PR #5156, opened 2026-08-19
feat(dashboard): user-aware navigation and route visibility context

kevmtt:
# Description

The dashboard currently has no way to decide what to show based on who is logged in. `NavMenuItem.requiresPermission` is the only per-viewer condition available, and permissions answer a different question: what a user may call on the API, not what they should see in the UI. Floor staff who legitimately hold `ReadCatalog` and `ReadOrder` cannot have the catalog and order entries hidden, and marketplace sellers cannot have menu visibility controlled independently of their roles.

This adds a user context to the dashboard and one way to use it in the nav menu. Background and API discussion in https://github.com/vendurehq/vendure/discussions/5153.

What is new:

- `DashboardUserContext`, exposed through the `useDashboardUserContext()` hook. Carries the active administrator, their roles, their Administrator custom fields, the accessible channels, the active channel, `hasPermissions()` and `isSuperAdmin`.
- `isVisible` on nav menu items and sections. A predicate evaluated on every nav render, ANDed with `requiresPermission`.
- `setNavVisibility` and `keepOnlyNavEntries` helpers, which compose predicates rather than replacing them. A plain spread of `isVisible` silently discards a predicate another plugin already set. Both are meant to be called from the existing function form of `navSections`, which is how a plugin reaches an entry it did not declare.
- `NavMenuTarget`, the `{ sections, items }` shape both helpers take. Sections and nested items are named separately, because the two may carry the same id: the built-in Customers section and Customers item both do.
- `BUILT_IN_NAV_SECTION_IDS` and `BUILT_IN_NAV_ITEM_IDS`. `defaults.ts` and the built-in shortcut map are built from them, so neither can drift from the ids they name. Both helpers also warn in development when an id matches no entry, which is otherwise silent and, with `keepOnlyNavEntries`, hides every other entry.
- `requiresPermission` on a nav section is now applied. It typechecked before, through the `Omit` of `NavMenuItem`, and did nothing. No built-in section declares one, so nothing in a stock dashboard changes.

Supporting changes:

- `CurrentUserInformation` now selects the administrator's roles.
- Administrator custom fields load through a separate query gated on server config, because `CurrentUserInformation` is itself the query that unblocks the server config request which populates the custom field map.
- Nav filtering and sorting moved out of `nav-main.tsx` into a pure `resolveNavMenu()`, which is where the new rules are applied and where the tests point. It takes a `userContextPending` flag, so while the administrator custom fields are in flight only the entries carrying a predicate are withheld and the rest of the sidebar paints immediately.
- `registerRoutes` builds nav items with a spread instead of field by field, which was silently dropping any newly added optional field.

There is no new nav extension point. An earlier revision added `navMenuTransforms`, functions run on every nav render with the user context. That is dropped: the function form of `navSections` already receives the whole `NavMenuConfig` after every array-form registration, so it can attach an `isVisible` predicate to any entry, and that predicate is what runs per render with the context. Two nav extension points with different timing cannot be merged afterwards, and this one would have put third-party functions in the sidebar render path on every render. `keepOnlyNavEntries` gained an optional `when` predicate so a whitelist can still depend on the user without one.

Hiding a nav entry changes what the dashboard renders and nothing else. A user who can call an operation on the Admin API can still call it whether or not a link is shown. The guide, the type docblocks and both helpers all say so, and real access control still belongs on the server.

Everything is additive for existing installs. `isVisible` is optional and absent means visible, no built-in id changes, and the function form of `navSections` keeps its exact current timing and signature. The one behaviour change is that `requiresPermission` on a section is honoured rather than ignored.

# Breaking changes

None.

# Screenshots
━━━━━━━━━━━━━━━━━━━━
# What to do
Every entry must appear in the answer, reproduced exactly.

# Task result
PR #5156, opened 2026-08-19
feat(dashboard): user-aware navigation and route visibility context

kevmtt:
# Description

The dashboard currently has no way to decide what to show based on who is logged in. `NavMenuItem.requiresPermission` is the only per-viewer condition available, and permissions answer a different question: what a user may call on the API, not what they should see in the UI. Floor staff who legitimately hold `ReadCatalog` and `ReadOrder` cannot have the catalog and order entries hidden, and marketplace sellers cannot have menu visibility controlled independently of their roles.

This adds a user context to the dashboard and one way to use it in the nav menu. Background and API discussion in https://github.com/vendurehq/vendure/discussions/5153.

What is new:

- `DashboardUserContext`, exposed through the `useDashboardUserContext()` hook. Carries the active administrator, their roles, their Administrator custom fields, the accessible channels, the active channel, `hasPermissions()` and `isSuperAdmin`.
- `isVisible` on nav menu items and sections. A predicate evaluated on every nav render, ANDed with `requiresPermission`.
- `setNavVisibility` and `keepOnlyNavEntries` helpers, which compose predicates rather than replacing them. A plain spread of `isVisible` silently discards a predicate another plugin already set. Both are meant to be called from the existing function form of `navSections`, which is how a plugin reaches an entry it did not declare.
- `NavMenuTarget`, the `{ sections, items }` shape both helpers take. Sections and nested items are named separately, because the two may carry the same id: the built-in Customers section and Customers item both do.
- `BUILT_IN_NAV_SECTION_IDS` and `BUILT_IN_NAV_ITEM_IDS`. `defaults.ts` and the built-in shortcut map are built from them, so neither can drift from the ids they name. Both helpers also warn in development when an id matches no entry, which is otherwise silent and, with `keepOnlyNavEntries`, hides every other entry.
- `requiresPermission` on a nav section is now applied. It typechecked before, through the `Omit` of `NavMenuItem`, and did nothing. No built-in section declares one, so nothing in a stock dashboard changes.

Supporting changes:

- `CurrentUserInformation` now selects the administrator's roles.
- Administrator custom fields load through a separate query gated on server config, because `CurrentUserInformation` is itself the query that unblocks the server config request which populates the custom field map.
- Nav filtering and sorting moved out of `nav-main.tsx` into a pure `resolveNavMenu()`, which is where the new rules are applied and where the tests point. It takes a `userContextPending` flag, so while the administrator custom fields are in flight only the entries carrying a predicate are withheld and the rest of the sidebar paints immediately.
- `registerRoutes` builds nav items with a spread instead of field by field, which was silently dropping any newly added optional field.

There is no new nav extension point. An earlier revision added `navMenuTransforms`, functions run on every nav render with the user context. That is dropped: the function form of `navSections` already receives the whole `NavMenuConfig` after every array-form registration, so it can attach an `isVisible` predicate to any entry, and that predicate is what runs per render with the context. Two nav extension points with different timing cannot be merged afterwards, and this one would have put third-party functions in the sidebar render path on every render. `keepOnlyNavEntries` gained an optional `when` predicate so a whitelist can still depend on the user without one.

Hiding a nav entry changes what the dashboard renders and nothing else. A user who can call an operation on the Admin API can still call it whether or not a link is shown. The guide, the type docblocks and both helpers all say so, and real access control still belongs on the server.

Everything is additive for existing installs. `isVisible` is optional and absent means visible, no built-in id changes, and the function form of `navSections` keeps its exact current timing and signature. The one behaviour change is that `requiresPermission` on a section is honoured rather than ignored.

# Breaking changes

None.

# Screenshots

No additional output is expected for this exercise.